#### [Task prompt]
Restate the records in full, keeping every word as it is.

(Stored items)
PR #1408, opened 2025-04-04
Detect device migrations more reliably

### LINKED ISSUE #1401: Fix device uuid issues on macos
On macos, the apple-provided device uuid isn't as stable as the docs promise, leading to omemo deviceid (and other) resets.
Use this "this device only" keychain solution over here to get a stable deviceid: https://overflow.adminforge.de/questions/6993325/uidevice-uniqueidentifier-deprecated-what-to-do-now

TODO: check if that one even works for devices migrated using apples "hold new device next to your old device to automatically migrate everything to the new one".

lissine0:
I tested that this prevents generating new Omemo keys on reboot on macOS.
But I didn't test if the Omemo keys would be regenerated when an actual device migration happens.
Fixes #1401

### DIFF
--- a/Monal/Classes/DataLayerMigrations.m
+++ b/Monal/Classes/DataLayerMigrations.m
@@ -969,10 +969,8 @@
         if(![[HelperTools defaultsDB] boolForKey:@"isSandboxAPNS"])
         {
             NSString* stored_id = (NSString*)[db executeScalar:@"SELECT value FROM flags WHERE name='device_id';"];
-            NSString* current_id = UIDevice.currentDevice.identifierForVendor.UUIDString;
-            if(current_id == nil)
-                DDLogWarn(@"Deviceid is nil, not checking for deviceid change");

#### [Task solution]
PR #1408, opened 2025-04-04
Detect device migrations more reliably

### LINKED ISSUE #1401: Fix device uuid issues on macos
On macos, the apple-provided device uuid isn't as stable as the docs promise, leading to omemo deviceid (and other) resets.
Use this "this device only" keychain solution over here to get a stable deviceid: https://overflow.adminforge.de/questions/6993325/uidevice-uniqueidentifier-deprecated-what-to-do-now

TODO: check if that one even works for devices migrated using apples "hold new device next to your old device to automatically migrate everything to the new one".

lissine0:
I tested that this prevents generating new Omemo keys on reboot on macOS.
But I didn't test if the Omemo keys would be regenerated when an actual device migration happens.
Fixes #1401

### DIFF
--- a/Monal/Classes/DataLayerMigrations.m
+++ b/Monal/Classes/DataLayerMigrations.m
@@ -969,10 +969,8 @@
         if(![[HelperTools defaultsDB] boolForKey:@"isSandboxAPNS"])
         {
             NSString* stored_id = (NSString*)[db executeScalar:@"SELECT value FROM flags WHERE name='device_id';"];
-            NSString* current_id = UIDevice.currentDevice.identifierForVendor.UUIDString;
-            if(current_id == nil)
-                DDLogWarn(@"Deviceid is nil, not checking for deviceid change");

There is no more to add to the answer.